Our previous studies indicated that pharmacological inhibition of the viral NA improves survival from secondary pneumococcal pneumonia following influenza [13,14]. However, these studies were done using a single virus and could not establish whether a dose effect based on the activities of different viruses might exist. In this study, we created a set of recombinant viruses that differ from each other only in NA activity. A hierarchy of support for bacterial adherence and secondary bacterial pneumonia could be seen when recombinant viruses were compared in cell culture and animal models of viral-bacterial interactions. The NA of highest activity (from the 1957 pandemic influenza strain) was capable of inducing more pneumococcal adherence to cultured respiratory epithelial cells and higher mortality from secondary pneumococcal pneumonia in mice than an NA with 2-fold less activity (Syd97). Similar weight loss and lung viral titers in the influenza phase of the infections indicated that differences in viral kinetics were not interfering in the comparisons. A virus with the NA of the recent Fuj02 strain, with NA specific activity comparable to that of the Syd97 NA, more effectively supported secondary bacterial pneumonia than a virus with another 2-fold decrease in relative activity (Mem72) when tested on the same background (paired with the Fuj02 HA). The Fujian virus caused high epidemic mortality during the most reason influenza season (2003−2004) and contributed to a number of well-publicized deaths from methicillin-resistant Staphylococcus aureus (MRSA) . The activity of the 1918 NA has not been reported, and activities of N1 NAs from before 1957 have not been studied in a comprehensive fashion. Our data provide direct evidence that influenza virus NA activity is a predictor of mortality from secondary bacterial pneumonia.
These results, together with our previous data showing that oseltamivir treatment prevents secondary pneumococcal pneumonia in mice even when administered late in the viral infection , warrant clinical studies of prevention and treatment of bacterial complications of influenza with NA inhibitors. Effectiveness studies of these drugs in treatment of influenza have already shown decreases in complications, although the populations studied have most often not included those most vulnerable to secondary infections due to underlying illnesses or extremities of age [41−43]. Pandemic planning must take into account the possibility that many of the deaths during the next pandemic will be from bacterial complications of influenza, and an increased focus on the NA including stockpiling of NA inhibitors is therefore essential.

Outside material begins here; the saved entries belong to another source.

PR #3949, opened 2025-02-07
📊 work on covid mdims

lucasrodes:


lucasrodes:
Work resumed!
Currently looking at each MDIM and checking its FAUST.

lucasrodes:
Substantial progress done.

Besides completing the list of pending MDIMs, I need to review if for bar charts (e.g. `covid.covax`) there is a way to sort bars using `table_name#indicator_name`. For that, need to process `config.sortColumnSlug`

lucasrodes:
All MDIMs here are good to go. I'll merge this PR when CI/CD is passed.

As future work:

- In views with more than one indicator:
  - find a short-term (data work) solution to present the relevant metadata.
  - More on the longer-term, we could investigate some re-design of MDIM pages.
- Could be nice to change default entity selections.

PR #3955, opened 2025-02-10
🎉 Let export steps execute implicit grapher://grapher steps

pabloarosado:
Let the `--export` flag execute the corresponding `grapher://grapher` steps to all `data://grapher` dependencies. This allow us to remove `grapher://grapher` dependencies, and instead have the corresponding `data://grapher` ones.

NOTE: I'm not totally sure if this will work with mdims that depend on private steps (like `export://multidim/health/latest/causes_of_death`). For now, I omitted it from the dag.

### DIFF
--- a/dag/health.yml
+++ b/dag/health.yml
@@ -668,8 +668,8 @@ steps:
     - data://garden/health/2024-08-23/eurostat_cancer
 
   # Multi-dim indicators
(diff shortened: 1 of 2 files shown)


lucasrodes (approved):
LGTM! thanks for the implementation. Tested on COVID, and seems to work just fine

PR #3959, opened 2025-02-11
Fix mdim grapher schema

rakyi:
A fix for the issue(s) created in #3932

### DIFF
--- a/schemas/multidim-schema.json
+++ b/schemas/multidim-schema.json
@@ -162,7 +162,176 @@
                         ]
                     },
                     "config": {
-                        "$ref": "https://files.ourworldindata.org/schemas/grapher-schema.006.json"
+                        "type": "object",
+                        "description": "A subset of the grapher config.",
+                        "properties": {
+                            "$schema": {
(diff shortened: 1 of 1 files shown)


schemas/multidim-schema.json
```diff
@@ -108,13 +108,19 @@
                                     {
                                         "type": "string"
                                     },
+                                    {
+                                        "type": "number"
```
rakyi, line 112: I noticed we use IDs in some existing configs, and it is supported, so I added the option here.

lucasrodes (commented):
Unsure how much we should advertise this support. I wouldn't suggest we use indicator IDs in ETL, unless in a really exceptional situation (can't think of any now).

schemas/multidim-schema.json
rakyi: OK, I removed that change.

lucasrodes: @pabloarosado just to confirm this

lucasrodes (approved):
Works just fine! Thanks, Martin!

PR #642, opened 2020-09-01
💅 update auth templates/layouts

andycochran:
So pretty.


allthesignals:
THank uuu

allthesignals:
image

@andycochran only thing I don't understand is this part but that's it

PR #657, opened 2020-09-03
Return "is-registered" flag for non-email accounts

allthesignals:
Fixes minor bug which allowed non-email types to return a "is-registered" 

Bumps test coverage

### DIFF
--- a/server/src/contact/nycid/nycid.service.ts
+++ b/server/src/contact/nycid/nycid.service.ts
@@ -57,8 +57,17 @@ export class NycidService {
       errors = e.response.body.ERRORS;
     }
 
+    const hasUnknownEmail = errors.hasOwnProperty('cpui.unknownEmail');
+
+    // this implies that an e-mail exists in the system. however, because NYC.ID
+    // does not enable this feature for users who are authenticated through OAUTH,
+    // it returns an "unauthorized" error: The search is unauthorized. This means that
+    // the user exists in the system, but searching for them isn't allowed.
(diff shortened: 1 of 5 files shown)


server/src/contact/nycid/nycid.service.ts
```diff
@@ -57,8 +57,17 @@ export class NycidService {
       errors = e.response.body.ERRORS;
     }
 
+    const hasUnknownEmail = errors.hasOwnProperty('cpui.unknownEmail');
```
godfreyyeung, line 60: what does unknownEmail represent?

server/src/contact/nycid/nycid.service.ts
```diff
@@ -57,8 +57,17 @@ export class NycidService {
...
+
+    // this implies that an e-mail exists in the system. however, because NYC.ID
+    // does not enable this feature for users who are authenticated through OAUTH,
+    // it returns an "unauthorized" error: The search is unauthorized. This means that
+    // the user exists in the system, but searching for them isn't allowed.
+    const hasUnauthorizedSearch = errors.hasOwnProperty('cpui.unauthorized');
+    const is_nycid_email_registered = !hasUnknownEmail && hasUnauthorizedSearch;
```
godfreyyeung, line 67: What does it mean if there is a "known" email but is searchable?

allthesignals: @godfreyyeung searchable means they have logged in to our application through the non-existent SAML implementation.

PR #661, opened 2020-09-03
12256 Land Use form Tax Lots selection

godfreyyeung:
Set up the backend and frontend for Tax Lot selection on the Land Use form.

In the backend, the bbl controller and service is relocated to the /package level so that
it can be abstracted and reused for Land Use.


server/src/packages/bbls/bbls.controller.ts
```diff
@@ -34,17 +34,22 @@ export class BblsController {
   create(@Body() body) {
     const allowedAttrs = pick(body, BBL_ATTRS);
 
-    if (!body.pas_form || !body.project) throw new HttpException(
-      'Missing pas_form or project ids',
-      HttpStatus.UNPROCESSABLE_ENTITY,
-    );
+    if (
+      !(body.pas_form || body.landuse_form)
+      || !body.project
```
allthesignals, line 39: Hmmm, this is interesting.

So, we have many different types of forms, and will have more. It seems like this is making sure its dependencies — various relationships — are included. This is sort of a validation step.

I don't think it's worth doing right now but maybe there is another pipe of some sort, before the deserializer, that validates the input, based on some validation schema.

server/src/packages/packages.controller.ts
```diff
@@ -174,6 +181,7 @@ import { APPLICANT_ATTRS } from './pas-form/applicants/applicants.attrs';
                 dcp_applicantinformationid: `representative-${applicant.dcp_applicantrepresentativeinformationid}`
               }}),
             ],
+            bbls: landuseForm.dcp_dcp_projectbbl_dcp_landuse,
```
allthesignals, line 184: What are some ways to make this branching logic more organized? Maybe each form's service owns how it constructs the object?

allthesignals (approved):

server/src/packages/packages.controller.ts
godfreyyeung: Interesting idea. Is it possible to activate a Serializer on a controller that isn't the endpoint getting called? I can look into it...

server/src/packages/bbls/bbls.controller.ts
godfreyyeung: Thanks for this, I think it's a good idea! Will create a task for it

PR #662, opened 2020-09-04
12259: create related action component for landuse form

trbmcginnis:
Create related actions component for landuse form.

**Frontend behavior:**
- users can add new related actions by clicking on the "add related action" button -- this will display a new related actions form each time the user clicks the button
- users are able to add/edit/remove these related actions
- there is a `related-action-fieldset.hbs` to handle the related action form, a `related-action.hbs` to handle the add button and list out a form per related action, and this `related-action.hbs` component is rendered on the `landuse-form/edit.hbs`
- ember tests were added to test adding/removing applicants and adding/removing related-actions on the landuse form

**Backend behavior:**
- a `related-actions.controller.ts` was created to handle PATCH, POST, and DELETE. The `related-actions` entity GET is on an `expand` in the `landuse-form.service.ts` 

Closes [AB#12259](https://dcp-paperless.visualstudio.com/d36fd830-9029-4b77-b0c4-b0df2012eb98/_workitems/edit/12259)


client/tests/acceptance/user-can-click-landuse-form-edit-test.js
```diff
@@ -0,0 +1,132 @@
...
+    const { landuseForm } = project.packages.models[0];
+    // create an applicant model
+    const serverSideApplicant = this.server.create('applicant', 'organizationApplicant', { landuseForm });
+    // get the reference to the model instance
+    const applicant = await this.owner.lookup('service:store').findRecord('applicant', serverSideApplicant.id);
+
+    await visit('/landuse-form/1/edit');
+
+    await assert.equal(applicant.hasDirtyAttributes, false);
+    await assert.equal(applicant.isDeleted, false);
```
allthesignals, line 86: 1. No need to await these assertions — they are synchronous and don't return any promises.
2. Why do we need to assert this model state? Is there some reason we can't trust that the ember-data API might not work?

server/src/json-api-deserialize.pipe.ts
```diff
@@ -33,6 +33,9 @@ export class JsonApiDeserializePipe implements PipeTransform {
         contacts: {
           valueForRelationship: relationship => relationship.id,
         },
+        'related-actions': {
+          valueForRelationship: relationship => relationship.id,
+        },
       }).deserialize(value);
```
allthesignals, line 39: I hope this wasn't as big a headache for as it was last time

client/app/components/packages/related-action-fieldset.hbs
```diff
@@ -0,0 +1,79 @@
...
+      class="delete-fieldset"
+      {{on "click" (fn @removeRelatedAction @relatedAction)}}
+      data-test-remove-related-action-button
+    >
+      Remove Related Action
+      <FaIcon @icon="times" @prefix="fas" @fixedWidth={{true}} />
+    </button>
+
+  </Ui::Question>
+{{/let}}
```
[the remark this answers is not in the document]
trbmcginnis: will do!

client/tests/acceptance/user-can-click-landuse-form-edit-test.js
```diff
@@ -0,0 +1,132 @@
...
+
+    await visit('/landuse-form/1/edit');
+
+    await click('[data-test-add-applicant-button]');
+    await fillIn('[data-test-input="dcpFirstname"]', 'Tess');
+    await fillIn('[data-test-input="dcpLastname"]', 'Ter');
+    await fillIn('[data-test-input="dcpEmail"]', 'tesster@planning.nyc.gov');
+    await click('[data-test-save-button]');
+
+    assert.equal(this.server.db.applicants.firstObject.dcpFirstname, 'Tess');
```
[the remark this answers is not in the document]
trbmcginnis: I guess we were asserting against the fake db to check if the data had actually saved -- but it might be better to transition to the `landuse-form.show` route and then assert against the dom there. I don't think the `landuse-form.show` route is built out yet, but maybe part of building that out will be updating these tests to check for the presence of the correct data in the dom.

client/tests/acceptance/user-can-click-landuse-form-edit-test.js
trbmcginnis: These tests were copied over from how we were doing them in the pas-form, might be outdated code. I don't have any problem removing them

server/src/json-api-deserialize.pipe.ts
trbmcginnis: not at all :)

client/tests/acceptance/user-can-click-landuse-form-edit-test.js
```diff
@@ -0,0 +1,132 @@
...
+    await click('[data-test-remove-applicant-button');
+
+    // should trigger dirty state, be queued for deletion when user saves
+    await assert.equal(applicant.hasDirtyAttributes, true);
+    await assert.equal(applicant.isDeleted, true);
+
+    // FIXME: user shouldn't see the fieldset
+    assert.dom('[data-test-applicant-fieldset="0"]').doesNotExist();
+
+    await saveForm();
```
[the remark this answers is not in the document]
trbmcginnis: It was already created :) -- we have a lot of awesome testing code that can help us build tests faster in the future, loving it

client/tests/acceptance/user-can-click-landuse-form-edit-test.js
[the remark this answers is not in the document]
allthesignals: Sounds good! Yeah, we can trust that Ember Data will issue the correct request when saving.

client/tests/acceptance/user-can-click-landuse-form-edit-test.js
allthesignals: Oh okay! Yeah, just isn't necessary. Up to you.

PR #667, opened 2020-09-05
12254 Set up Land Use Project Area section

godfreyyeung:
### Summary
This PR sets up the Project Area section in the Land Use Form
Fixes [AB#12254](https://dcp-paperless.visualstudio.com/d36fd830-9029-4b77-b0c4-b0df2012eb98/_workitems/edit/12254)

### Major feature
Land Use Form -- Project Area

#### Nested radio group questions
Due to the series of cascading questions and the current pattern/design of our form and fields, this component does get rather gnarly. In order to reference the value of a previous radio group question, currently our form pattern calls for the previous radio value to be yielded within the block-form rendering of a radio-group component. The subsequent radio group must sit within the previous group's block so that it can be conditionally displayed based on the yielded value. Since there is a chain of radio groups, each depending on the value of the previous group, there is heavy nesting in this component. 

Aesthetically, the Project Area component is made a bit more gnarly by the use of the Ui::Question component to help with section and label formatting 

#### Clearing radio-group descendant/nested form fields 
The PR also introduces a pattern for clearing all fields downstream to (nested within) a radio group when the value of the radio group changed.  Each radio group is passed a simple action which clears a user-specified list of fields. JavaScript list spreading is used to sort of extend lists of dependencies. 

A potentially better solution we can explore later is to not clear the nested values from the templates, but conditionally patch form values during save/submit.

### DIFF
--- a/client/app/components/packages/landuse-form/project-area.hbs
+++ b/client/app/components/packages/landuse-form/project-area.hbs
@@ -18,6 +18,7 @@
       >
         <DcpWholeCityRadioGroup
           @options={{optionset 'landuseForm' 'dcpWholecity' 'list'}}
+          @onChange={{fn this.resetDependentFields this.dcpWholecity}}
         as |dcpWholecity|>
           {{#if (eq
             dcpWholecity
@@ -37,6 +38,7 @@
               as |DcpEntiretyboroughsRadioGroup|>
                 <DcpEntiretyboroughsRadioGroup
                   @options={{optionset 'landuseForm' 'dcpEntiretyboroughs' 'list'}}
+                  @onChange={{fn this.resetDependentFields this.dcpEntiretyboroughs}}
                 as |dcpEntiretyboroughs|>
                   {{#if (eq
                     dcpEntiretyboroughs
@@ -74,6 +76,7 @@
                       as |DcpEntiretycommunityRadioGroup|>
                         <DcpEntiretycommunityRadioGroup
                           @options={{optionset 'landuseForm' 'dcpEntiretycommunity' 'list'}}
+                          @onChange={{fn this.resetDependentFields this.dcpEntiretycommunity}}
                         as |dcpEntiretycommunity|>
                           {{#if (eq
                             dcpEntiretycommunity
@@ -112,6 +115,7 @@
                               as |DcpNotaxblockRadioGroup|>
                                 <DcpNotaxblockRadioGroup
                                   @options={{optionset 'landuseForm' 'dcpNotaxblock' 'list'}}
+                                  @onChange={{fn this.resetDependentFields this.dcpNotaxblock}}
                                 as |dcpNotaxblock|>
                                   {{#if (eq
                                     dcpNotaxblock
--- a/client/app/components/packages/landuse-form/project-area.hbs
+++ b/client/app/components/packages/landuse-form/project-area.hbs
@@ -1,0 +1,152 @@
+{{#let @form as |form|}}
+  <form.Section @title="Proposed Project Area">
+    <p>
+      The <b>Project Area</b> is the entirety of all land parcels
+      that are affected by all actions being sought.
+    </p>
+
+    <Ui::Question
+    as |dcpWholecityQ|>
+      <dcpWholecityQ.Label>
+        Do <em>all</em> Actions being sought apply to the whole City?
+      </dcpWholecityQ.Label>
+
+      <form.Field
+        @attribute="dcpWholecity"
+        @type="radio-group"
+        as |DcpWholeCityRadioGroup|
+      >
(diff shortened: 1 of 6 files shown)


client/app/components/packages/landuse-form/project-area.hbs
```diff
@@ -0,0 +1,159 @@
...
+            |dcpEntiretyboroughsQ|>
+              <dcpEntiretyboroughsQ.Label>
+                Do <em>all</em> Actions being sought apply to the entirety of one or
+                more Boroughs?
+              </dcpEntiretyboroughsQ.Label>
+
+              <form.Field
+                @attribute="dcpEntiretyboroughs"
+                @type="radio-group"
+                as |DcpEntiretyboroughsRadioGroup|
```
allthesignals, line 38: The naming here is awkward. What about `IsAllBoroughsRadioGroup`?

client/app/components/packages/landuse-form/project-area.hbs
```diff
@@ -0,0 +1,159 @@
...
+              >
+                <DcpEntiretyboroughsRadioGroup
+                  @options={{optionset 'landuseForm' 'dcpEntiretyboroughs' 'list'}}
+                  @onChange={{fn this.resetDependentFields this.dcpEntiretyboroughs}}
+                as |dcpEntiretyboroughs|>
```
allthesignals, line 43: I think making this formatting consistent would make it much easier to read this.

client/app/components/packages/landuse-form/project-area.hbs
```diff
@@ -0,0 +1,159 @@
...
+                        id={{dcpBoroughsQ.questionId}}
+                      />
+                    </Ui::Question>
+                  {{/if}}
+                  {{#if (eq
+                    dcpEntiretyboroughs
+                    (optionset 'landuseForm' 'dcpEntiretyboroughs' 'code' 'NO')
+                  )}}
+                    <Ui::Question as
+                    |dcpEntiretycommunityQ|>
```
allthesignals, line 68: Looks like you format this is a bunch of different ways. Why?

client/app/components/packages/landuse-form/project-area.js
```diff
@@ -0,0 +1,41 @@
...
+  dcpEntiretyboroughs = [
+    ...this.dcpEntiretycommunity,
+    'dcpEntiretycommunity',
+    'dcpBoroughs',
+  ];
+
+  dcpWholecity = [
+    ...this.dcpEntiretyboroughs,
+    'dcpEntiretyboroughs',
+  ];
```
allthesignals, line 29: Interesting!

client/app/components/packages/landuse-form/project-area.js
```diff
@@ -0,0 +1,41 @@
...
+
+  get landuseForm() {
+    return this.args.form.data;
+  }
+
+  @action
+  resetDependentFields(fields) {
+    fields.forEach((field) => {
+      this.landuseForm[field] = null;
```
allthesignals, line 38: Is there a way to reset the changeset? I'm guessing we don't expose access to changeset methods, but this might be relevant:

https://github.com/poteto/ember-changeset#rollbackproperty

allthesignals (approved):
Looks good, had some ideas on dealing with resetting the dependent fields.

What ideas do you have on cleaning up the complexity in project-area.hbs? What are some easy wins we can do?

client/app/components/packages/landuse-form/project-area.hbs
godfreyyeung: Hmm, I wanted to stick with the format of `<field_name>RadioGroup`, instead of creating a new alias, so that the component names are predictable for developers.

client/app/components/packages/landuse-form/project-area.hbs
godfreyyeung: you're right; I will reformat and make sure it's consistent!

client/app/components/packages/landuse-form/project-area.hbs
godfreyyeung: will reformat!

client/app/components/packages/landuse-form/project-area.js
godfreyyeung: oh yeah, I honestly forgot that `form.data`  is a changeset, maybe because since it's so well abstracted.
Great idea to use the changeset api. I think using `.set()` here would be good. 
Looks like "rollback" will just roll it back to the previous value instead of clearing the value. 
That will have unintended consequences. 

For example,
  1. saved value of an input field is "Douglas street"
  2. user changes it to "Court street"
  3. user toggles a parent radio group
  4. the input field changes back to "Douglas street"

We thank G. Air for providing us with Mem4 and Mem5 monoclonal antibodies, E. Hoffmann, D. R. Perez, L. Widjaja and R. G. Webster for PR8, HK68 HA, and Fuj02 HA and NA plasmids, and R. McKeon for technical support. We thank R.G. Webster and E.I. Tuomanen for critical reading of the manuscript.
This work was supported by NIH (grants AI-49178 and AI-54802), the St. Jude Cancer Center Support (CORE) grant CA-21765, and the American Lebanese Syrian Associated Charities (ALSAC). V.T.P. was supported by the Academy of Finland, the Leiras Research Foundation, and the Pediatric Research Foundation of Finland.
The authors do not have a commercial or other association that might pose a conflict of interest.